(Beginning of Records)

PR #1706, opened 2026-05-18
fix(alpine-cloud-init): enable optional network backend

nestoracunablanco:
Podman's rootful mode with systemd-resolved disables internal DNS.
Therefore, the user has the option to enable another network
backend if necessary.

Assisted-by: IBM Bob
Co-Authored-By: Or Shoval <oshoval@redhat.com>

### DIFF
--- a/cluster-provision/images/vm-image-builder/alpine-cloud-init/create-image.sh
+++ b/cluster-provision/images/vm-image-builder/alpine-cloud-init/create-image.sh
@@ -40,7 +40,14 @@ if [ ! -f alpine-make-vm-image ]; then
     chmod 755 alpine-make-vm-image
 fi
 
-podman run --rm -v /lib/modules:/lib/modules -v /dev:/dev --privileged -v $(pwd):$(pwd):z alpine ash -c "cd $(pwd) &&
+# Users can set the network backend by setting the environment variable PODMAN_NETWORK_BACKEND
+# for example: export PODMAN_NETWORK_BACKEND=slirp4netns
+PODMAN_NETWORK_ARG=""
+if [ -n "${PODMAN_NETWORK_BACKEND}" ]; then
+    PODMAN_NETWORK_ARG="--network ${PODMAN_NETWORK_BACKEND}"
+fi
+
+podman run --rm ${PODMAN_NETWORK_ARG} -v /lib/modules:/lib/modules -v /dev:/dev --privileged -v $(pwd):$(pwd):z alpine ash -c "cd $(pwd) &&
 ./alpine-make-vm-image \
     --image-format qcow2 \
     --image-size $IMAGE_SIZE \


cluster-provision/images/vm-image-builder/alpine-cloud-init/create-image.sh
```diff
@@ -40,7 +40,7 @@ if [ ! -f alpine-make-vm-image ]; then
     chmod 755 alpine-make-vm-image
 fi
 
-podman run --rm -v /lib/modules:/lib/modules -v /dev:/dev --privileged -v $(pwd):$(pwd):z alpine ash -c "cd $(pwd) &&
+podman run --rm --network=host -v /lib/modules:/lib/modules -v /dev:/dev --privileged -v $(pwd):$(pwd):z alpine ash -c "cd $(pwd) &&
```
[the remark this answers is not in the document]
nestoracunablanco: Done.

nestoracunablanco:
@ormergi @oshoval what do you think about this change?

oshoval (approved):
Thanks

cluster-provision/images/vm-image-builder/alpine-cloud-init/create-image.sh
```diff
@@ -40,7 +40,7 @@ if [ ! -f alpine-make-vm-image ]; then
     chmod 755 alpine-make-vm-image
 fi
 
-podman run --rm -v /lib/modules:/lib/modules -v /dev:/dev --privileged -v $(pwd):$(pwd):z alpine ash -c "cd $(pwd) &&
+podman run --rm --network=host -v /lib/modules:/lib/modules -v /dev:/dev --privileged -v "$(pwd)":"$(pwd)":z -w "$(pwd)" alpine ash -c "
```
EdDev: AFAIU this breaks network isolation and can put the hosting OS at risk, in the sense that its network stack will be messed up by the container.

We need a very good reason with no alternatives in sight to hack this.

oshoval: ran it locally fwiw, (and used that trick on some other cases, but each script has its own story),
as long as the script doesn't have something intrusive (didn't check, Nestor might want to) i think it should be safe,
unless you still prefer to find a tighter solution

even if something bad happen, we will know and fix it, usually reboot fix it as well, 
unless it is persistent but i believe it is less probable

EdDev: If this script needs to run on a BM CI machine, locally on my machine or anything that should continue working after the script finishes, it is exposed to network side effects.

I do not think you can reason with "the script doesn't have something intrusive", as we do not know how the script will evolve.

oshoval: Please check this alternative
add exit 1 if `ALPINE_MIRROR_IP` is NA

CI might not required / forbid slirp4netns, if needed please make it configurable,
on my machine i needed it, but only because the whole script require sudo for nbd, otherwise it wouldn't,
so you might want to take this into account please

```
diff --git a/cluster-provision/images/vm-image-builder/alpine-cloud-init/create-image.sh b/cluster-provision/images/vm-image-builder/alpine-cloud-init/create-image.sh
index 50b4b325..2917d6e2 100755
--- a/cluster-provision/images/vm-image-builder/alpine-cloud-init/create-image.sh
+++ b/cluster-provision/images/vm-image-builder/alpine-cloud-init/create-image.sh
@@ -40,7 +40,13 @@ if [ ! -f alpine-make-vm-image ]; then
     chmod 755 alpine-make-vm-image
 fi
 
-podman run --rm -v /lib/modules:/lib/modules -v /dev:/dev --privileged -v $(pwd):$(pwd):z alpine ash -c "cd $(pwd) &&
+ALPINE_MIRROR_IP="$(getent ahostsv4 dl-cdn.alpinelinux.org | awk 'NR==1{print $1}')"
+PODMAN_ADD_HOST_ARG=""
+if [ -n "${ALPINE_MIRROR_IP}" ]; then
+    PODMAN_ADD_HOST_ARG="--add-host dl-cdn.alpinelinux.org:${ALPINE_MIRROR_IP}"
+fi
+
+podman run --rm --network slirp4netns ${PODMAN_ADD_HOST_ARG} -v /lib/modules:/lib/modules -v /dev:/dev --privileged -v $(pwd):$(pwd):z alpine ash -c "cd $(pwd) &&
 ./alpine-make-vm-image \
     --image-format qcow2 \
     --image-size $IMAGE_SIZE \
```

nestoracunablanco: Thanks for the discussion. Implemented @oshoval suggestion. Please let me know what do you think.

nestoracunablanco: Ok, that was fast: slirp4netns is not available. Will take a look later.

EdDev: You should probably try [passta](https://passt.top/passt/about/#pasta-pack-a-subtle-tap-abstraction).

oshoval: on CI, podman network backend was updated to netavark from slirp4netns
i believe it is related

also please note, on CI you might can fully drop the `--network slirp4netns`,
it is required locally, only when i use sudo,
so to support local we can make it customizable with default NA, if CI doesn't need it,
or to fix deeper the root need to be scoped only to NBD related (not sure if possible)

nestoracunablanco: Ok, the new change makes it configurable via an environment variable. What do you think?

cluster-provision/images/vm-image-builder/alpine-cloud-init/create-image.sh
```diff
@@ -40,7 +40,16 @@ if [ ! -f alpine-make-vm-image ]; then
...
 
-podman run --rm -v /lib/modules:/lib/modules -v /dev:/dev --privileged -v $(pwd):$(pwd):z alpine ash -c "cd $(pwd) &&
+
+# Network backend configuration for podman
+# Set PODMAN_NETWORK_BACKEND to customize (e.g., "host" or "slirp4netns" for local sudo usage)
+# Default: empty (uses podman's default)
+PODMAN_NETWORK_ARG=""
+if [ -n "${PODMAN_NETWORK_BACKEND}" ]; then
+    PODMAN_NETWORK_ARG="--network ${PODMAN_NETWORK_BACKEND}"
+fi
```
oshoval: please change to auto detect
if [[ $CI == false ]]: then 
    PODMAN_NETWORK_ARG=slirp4netns
fi

see it works locally, and then the comment can be dropped, as host is not encouraged

cluster-provision/images/vm-image-builder/alpine-cloud-init/create-image.sh
```diff
@@ -40,7 +40,16 @@ if [ ! -f alpine-make-vm-image ]; then
...
+
+podman run --rm ${PODMAN_NETWORK_ARG} -v /lib/modules:/lib/modules -v /dev:/dev --privileged -v "$(pwd)":"$(pwd)":z -w "$(pwd)" alpine ash -c "
```
oshoval: please consider to do minimal changes, or to split the cosmetics to 2nd commit

cluster-provision/images/vm-image-builder/alpine-cloud-init/create-image.sh
EdDev: > PODMAN_NETWORK_ARG=slirp4netns

AFAIK slirp is supposed to be deprecated and replaced by passta. Why is it still mentioned?

> an optional PODMAN_NETWORK_BACKEND environmental
variable supports local sudo usage.

This implies that we do not have a good solution and pass it to the user that runs the script. While that is possible, it is not that nice.

Could you please summarize on why we had to reach this solution? And why other options are not a fit?

oshoval: on CI the backend is netavark, hence it works without explicit network
https://github.com/kubevirt/kubevirtci/pull/1706#discussion_r3317636515

locally worth to try --network netavark / passt/pasta as well, 
if it works it can be set as the default for both CI / local

nestoracunablanco: Hi, I implemented the way that @oshoval suggested. @EdDev Regarding pasta, I tried it locally, but it does not work in rootfull mode. And my assumption is that this script must run in privileged mode, even on a local workstation.
Let me know what do you think.

cluster-provision/images/vm-image-builder/alpine-cloud-init/create-image.sh
nestoracunablanco: Deleted, will be done in an extra PR.

cluster-provision/images/vm-image-builder/alpine-cloud-init/create-image.sh
```diff
@@ -40,7 +40,14 @@ if [ ! -f alpine-make-vm-image ]; then
     chmod 755 alpine-make-vm-image
 fi
 
-podman run --rm -v /lib/modules:/lib/modules -v /dev:/dev --privileged -v $(pwd):$(pwd):z alpine ash -c "cd $(pwd) &&
+
+# Sets the network backend to slirp4netns for local usage
+PODMAN_NETWORK_ARG=""
+if [ "${CI:-}" != "true" ]; then
```
oshoval: nits:

simply this ?
`if [ "${CI}" != "true" ]; then`

please please new line on L43

beside that lgtm imo

seems NBD requires sudo, i think the current fix is good enough

cluster-provision/images/vm-image-builder/alpine-cloud-init/create-image.sh
oshoval: lgtm from my side
see please https://github.com/kubevirt/kubevirtci/pull/1706#discussion_r3341829926
thanks

cluster-provision/images/vm-image-builder/alpine-cloud-init/create-image.sh
nestoracunablanco: Done. Thanks for the review.

oshoval:
Thanks

/lgtm

cluster-provision/images/vm-image-builder/alpine-cloud-init/create-image.sh
oshoval: Btw i wonder if having a container image will solve some of those problems (nbd, root, network),
anyhow imho, we don't need to block

oshoval:
Hi, suddenly it back to work without the PR locally, in case you want to try as well

nestoracunablanco:
Hi, thanks for the hint. Tried it locally, and I still need the PR to make it work. Will keep an eye on it.

oshoval:
> Hi, thanks for the hint. Tried it locally, and I still need the PR to make it work. Will keep an eye on it.

please consider then to make the field optional, whoever need it can export it locally

oshoval:
Thanks

/lgtm

nirdothan:
@EdDev, looking at the conversation it doesn't seem that your questions have been fully addressed. IIUC you are still concerned about network isolation.
If I'm wrong and you are satisfied with the solution, please LGTM to indicate that.

EdDev (commented):
It feels like the problem domain is very small and the solution is opening the door to nasty options.

We want to be as careful as we can, to keep safe and simple. I admit that the current solution seems simple, but the safety is questionable.
Safety is dependent on where it runs, i.e. we defer the responsibility on the one running it.

Lets start with first defining the problem in a more detailed manner, so future us will not strangle to understand why we need such an unsafe change.

Is the below description correct?

> On systems using systemd-resolved, the host's /etc/resolv.conf points to 127.0.0.53 (the stub listener). When rootful podman creates a container with bridge networking, the
> container gets its own network namespace. 127.0.0.53 is a loopback address — it only exists in the host's network namespace, not the container's. So DNS fails inside the container,
> and alpine-make-vm-image can't resolve dl-cdn.alpinelinux.org to fetch packages.

I have tried to process it through claude. Please let me know if this makes sense (or all lies, like many times happen to me). Sorry that I could not check it myself.

As I see it, there are 3 possible paths here:
1. Run podman as rootless.
2. Keep podman as rootful but fix the problem by using the right drivers/config.
3. Use the external network config as suggested so far (in order to use the host net namespace).

### Rootless

The root cause: the script calls modprobe nbd which requires root — but does the podman run itself need to run as root? If only the modprobe step needs sudo, we
could separate them:

```
sudo modprobe nbd
podman run --rm ...   # as the current non-root user
```

Rootless podman uses pasta/slirp4netns by default and handles DNS correctly without any extra configuration. If this works, the DNS problem disappears entirely and this PR becomes unnecessary.

### Rootful
If rootful is truly required for the podman run: the right fix is a dedicated network rather than making the network backend configurable. Since Podman 4.0,
creating a custom network enables aardvark-dns which injects a proper DNS server at the bridge gateway IP, so 127.0.0.53 is never seen by the container:

```
podman network create alpine-build
podman run --rm --network alpine-build ...
```

Could you try the rootless approach first and report back? And if that doesn't work, could you share your `podman --version, podman info | grep -A5 networkBackend`, and `ls -la /etc/resolv.conf`?
That would help us understand why the default netavark setup isn't handling DNS correctly on your machine.

nestoracunablanco:
Hi @EdDev, thanks for your comment. The script must be run in rootfull mode since, even if we sudo modprobe nbd, access to /dev/nbd[0-15] still requires root privileges—or we'd need to grant permissions to the devices via chmod, which I'd prefer to avoid.
Interestingly, I can no longer reproduce the error after switching to a new workstation, and everything works without issues. The problem was most likely a misconfiguration on my end.
As a result, I'm closing this PR. Thanks for your help!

(End of Records)

Exercise directions
Search the records above for the word "configurable", then say how many lines contain it. Give the number alone.

Your response
3